Low-temperature compression-assisted absorption thermal energy storage using ionic liquids

Abstract

Abstract Thermal energy storage technologies play a significant role in building energy efficiency by balancing the mismatch between renewable energy supply and building energy demand. The absorption thermal energy storage (ATES) stands out due to its high energy storage density (ESD), high coefficient of performance (COP), low charging temperature and wider application flexibility. A hybrid compression-assisted ATES (CATES) using ionic liquid (IL)-based working fluids is investigated to address the problems of the existing ATES cycle.
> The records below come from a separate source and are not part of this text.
PR #8179, opened 2022-11-16
github-ci: non-root builder - v2

jasonish:
All the GitHub CI jobs run as root inside a container. This means the
testing is done in a different environment than a developer typically
uses, running as a user.

Add a job that does the build as a non-root user.

Previous PR: https://github.com/OISF/suricata/pull/8099


victorjulien:
Merged in #8217, thanks!

PR #8188, opened 2022-11-18
afpacket/netmap: warn about mixed ips, ids/tap deprecation - v1

jasonish:
Suricata already logs if AF_PACKET or Netmap are running in a mixed IPS
and IDS/TAP mode.  As the behavior is undefined when these modes are
mixed, it is best to deprecate and to not allow this behavior. For now
warn that it will be unsupported and fail in Suricata 8.

Ticket: https://redmine.openinfosecfoundation.org/issues/5587

### DIFF
--- a/src/runmode-af-packet.c
+++ b/src/runmode-af-packet.c
@@ -738,7 +738,9 @@ int AFPRunModeIsIPS()
     }
 
     if (has_ids && has_ips) {
-        SCLogInfo("AF_PACKET mode using IPS and IDS mode");
+        SCLogWarning(SC_ERR_INVALID_ARGUMENT,
+                "AF_PACKET using both IPS and TAP/IDS mode, this will not "
+                "be allowed in Suricata 8 due to undefined behavior.");
         for (ldev = 0; ldev < nlive; ldev++) {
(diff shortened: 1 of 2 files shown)


src/runmode-af-packet.c
```diff
@@ -738,7 +738,9 @@ int AFPRunModeIsIPS()
     }
 
     if (has_ids && has_ips) {
-        SCLogInfo("AF_PACKET mode using IPS and IDS mode");
+        SCLogWarning(SC_ERR_INVALID_ARGUMENT,
+                "AF_PACKET using both IPS and TAP/IDS mode, this will not "
+                "be allowed in Suricata 8 due to undefined behavior.");
```
victorjulien, line 743: I think it makes sense to reference the ticket id, so we can add more info after the fact or address questions.

jasonish: Full link?  Or Just the "See ticket #xxxx for more details.".

jasonish:
https://github.com/OISF/suricata/pull/8190

src/runmode-af-packet.c
victorjulien: Ah, the latter I guess. As this seems to be an existing pattern in the code.

PR #8189, opened 2022-11-18
decode-udp: Add exception for invalid length on padded packets v1

lukashino:
If the original packet is shorter than Ethernet's minimal transmission unit (64B), the transmitting device pads the packet to the given size. Padding is added to the IP layer but the UDP layer remains unaffected. As a result, the UDP header length does not reach the end of the packet as there is still padding after the UDP layer.

Link to [redmine](https://redmine.openinfosecfoundation.org/issues/5693) ticket:

Describe changes:
- add header length check exception

suricata-verify-pr: 1009

### DIFF
--- a/src/decode-udp.c
+++ b/src/decode-udp.c
@@ -56,7 +56,9 @@ static int DecodeUDPPacket(ThreadVars *t, Packet *p, const uint8_t *pkt, uint16_
         return -1;
     }
 
-    if (unlikely(len != UDP_GET_LEN(p))) {
+    if (unlikely(len != UDP_GET_LEN(p) &&
+                 // avoid flagging IP padded packets to the minimal Ethernet unit as invalid HLEN
+                 (p->ethh != NULL && p->pktlen > ETHERNET_PKT_MIN_LEN))) {
         ENGINE_SET_INVALID_EVENT(p, UDP_HLEN_INVALID);
         return -1;
     }
--- a/src/decode-ethernet.h
+++ b/src/decode-ethernet.h
@@ -25,6 +25,7 @@
 #define __DECODE_ETHERNET_H__
 
 #define ETHERNET_HEADER_LEN           14
+#define ETHERNET_PKT_MIN_LEN          60 // Min. transmission unit on Ethernet is 64B (4B for FCS)
 
 /* Cisco Fabric Path / DCE header length. */
 #define ETHERNET_DCE_HEADER_LEN       (ETHERNET_HEADER_LEN + 2)


src/decode-udp.c
```diff
@@ -56,7 +56,9 @@ static int DecodeUDPPacket(ThreadVars *t, Packet *p, const uint8_t *pkt, uint16_
         return -1;
     }
 
-    if (unlikely(len != UDP_GET_LEN(p))) {
+    if (unlikely(len != UDP_GET_LEN(p) &&
+                 // avoid flagging IP padded packets to the minimal Ethernet unit as invalid HLEN
+                 (p->ethh != NULL && p->pktlen > ETHERNET_PKT_MIN_LEN))) {
```
lukashino, line 61: I did not want to assume that underlying L2 is always Ethernet so I added `p->ethh` to be more certain. But not sure if that is the best solution :shrug:

victorjulien: I think this should be addressed on a completely different level.

We know:
1. the packet size we got from capture
2. packet type (ethernet)
3. size of ethernet header
4. size of IP packet
5. size of UDP header
6. UDP length field
 
So based on this we can calculate:
- trailing ethernet data
- trailing IP data

UDP length logic should be based on IP size, not be aware of any lower layers.

lukashino: I am not sure this information would help you with this check. 

I interpret this check as whatever payload length is after the IP layer must equal to the length of the UDP layer. This check assumes that whatever is after the IP header must be part of the UDP layer. 
So when I have a packet with a length of 150 bytes, ETH could be 14, IP 20, I expect to find a UDP layer length equal to 116 bytes in the UDP header. IP length does not count for trailing Ethernet data. 
If we assume there should be nothing after the UDP layer (so everything should be encapsulated within UDP layer) then this check makes sense to me. 
However, when I transmit a packet that is less than 60 bytes long over Ethernet then the NIC/kernel pads the IP layer with extra 0 to 60 bytes. This length is adjusted in the IP layer but neither in the Ethernet nor in the UDP layer. 
So a packet with ETH 14 bytes, IP 20 bytes, and UDP 8 bytes will have the space after the UDP layer padded with 0, setting the IP length to 46 bytes.  The padding is not set as ETH trailer and neither in UDP layer length (in the UDP layer). 

So you can calculate trailing IP data but I do not see how this would help you in this check and I think that then defies the purpose of this check. You also can not assume each packet must be at least 60 bytes long as this minimum probably only applies to Ethernet and not PPP/FrameRelay etc. packets. 

So unless there is a solution that I don't see I would either remove the check completely or leave it as is.

victorjulien: From what it looks like to me, this is simply trailing IP data. In the packet we have 60 bytes total, 14 bytes ethernet header, 46 bytes IP. 26 bytes are IP data (46 - 20 for the IP hdr), but the UDP layer only consumes 8 bytes. So there are 18 bytes not consumed that are part of the IP packet. We should probably expose those to the detection engine as "ip padding data" or "ip trailing data". Regardless, the ethernet layer is not relevant to the code here. The code should only care about how much IP data we get, then how much we consume in UDP (and the same is likely true for TCP and possibly others?)

lukashino: Considering your comment:
- the assumption about the length of the L4 layer being equal to the payload length of the L3 layer is not correct
- then we can assume even bigger packets (150 byte example in my previous comment) breaking this assumption are actually correct and should not be marked as invalid packets
- the check is based on this assumption and if this assumption is not valid then the check should be removed. 
- we can call everything after the first L4 layer and within IP payload length as IP trailing data

As you mentioned, storing these data in a separate buffer, I've thought, is that really necessary? Would the payload matching keyword match on the whole packet?

victorjulien: Payload matching trusts the TCP/UDP length logic, so the trailing data would be excluded from it. I think this is correct, as we should be able to match on the end of the TCP/UDP payload w/o rule writers having to worry about possible trailing data. I think the UDP decoder should store a end of data offset that the IP decoders then can use to know that there is trailing data. A special keyword can be added to expose it to the rule lang.

lukashino:
Continues in #8211

PR #8205, opened 2022-11-23
Bug 4786/v5

inashivb:


src/detect-flowbits.c
```diff
@@ -207,125 +170,86 @@ int DetectFlowbitMatch (DetectEngineThreadCtx *det_ctx, Packet *p,
...
             }
-        }
+            break;
     }
 
-    return 1;
+    if (or_list_size != 0) {
+        for (uint32_t i = 0; i < or_list_size; i++) {
+            int leq = VarNameStoreSetupAdd(rs_xbits_get_or_list_item(cd, i), VAR_TYPE_FLOW_BIT);
+            rs_xbits_set_or_list_id_at(cd, i, leq);
```
inashivb, line 225: @jasonish need a little help here.. Made all the args `const void *` to send over to rust and to keep compatibility with the C fn calls but I also want to modify certain fields in Rust on the struct.
Here, I get the error for discarding const qualifier bc I try to get it as mut on the Rust side to modify it.

suricata-qa:
WARNING:
 
|--|--|--|--| 
| | build_asan | | |
 

Pipeline 10911

suricata-qa:
ERROR:
 

Pipeline 10911

src/detect-flowbits.c
jasonish: I think the answer is to not pass them as `const`, which might require API changes elsewhere as well.

inashivb:
Needs a lot more work.

PR #8208, opened 2022-11-25
Next/20221124/v3

victorjulien:
Staging:
- #8202 
- #8199 
- file handling fixes
- smb handling fixes

suricata-verify-pr: 1014

PR #8202, opened 2022-11-22
smb: do not use tree id to match request and response

catenacyber:
Link to [redmine](https://redmine.openinfosecfoundation.org/projects/suricata/issues) ticket:
https://redmine.openinfosecfoundation.org/issues/5161

Describe changes:
- smb2: do not use tree id to match request and response for access to `ssn2vecoffset_map`

I wonder if this should be completed for ssn2vec_map as well

suricata-verify-pr: 1014
https://github.com/OISF/suricata-verify/pull/1014

PR #8199, opened 2022-11-22
readthedocs: enable all formats - v1

jasonish:
Ticket: https://redmine.openinfosecfoundation.org/issues/5654

PR #8209, opened 2022-11-25
Next/20221124/v4

victorjulien:
Staging:
- #8202 
- #8199 
- file handling fixes
- smb handling fixes

suricata-verify-pr: 1014

replaces #8208 with a fuzz fixup

### DIFF
--- a/src/util-file.h
+++ b/src/util-file.h
@@ -61,6 +61,10 @@ typedef struct SCMd5 SCMd5;
 // to be used instead of PATH_MAX which depends on the OS
 #define SC_FILENAME_MAX 4096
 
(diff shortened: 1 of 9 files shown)


src/util-file.h
```diff
@@ -61,6 +61,10 @@ typedef struct SCMd5 SCMd5;
 // to be used instead of PATH_MAX which depends on the OS
 #define SC_FILENAME_MAX 4096
 
+#define FILEDATA_CONTENT_LIMIT            100000
```
catenacyber, line 64: Why did this one move ?
It is also duplicately defined in app-layer-smtp.c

Models for mixture property and cycle performance are established with verified accuracies. Four ILs ([DMIM][DMP], [EMIM][Ac], [EMIM][DEP], and [EMIM][EtSO4]) are compared with H2O/LiBr. Results show that the CATES effectively avoid the crystallization, decreases the circulation ratio, lowers the charging temperature, and improves the COP/ESD. H2O/[DMIM][DMP] has the highest COP and performs better than H2O/LiBr with generation temperatures above 86 °C, while H2O/[EMIM][EtSO4] shows the highest COP with generation temperatures below 75 °C. Among the H2O/IL mixtures, H2O/[EMIM][Ac] shows the highest ESD with generation temperatures above 86 °C, otherwise H2O/[EMIM][EtSO4] shows the highest. The optimal compression ratio is 1.6–2.8 for H2O/[DMIM][DMP] under the generation temperatures of 90–70 °C with the maximum COP of 0.758–0.727. The ESD increases significantly with the compression ratio.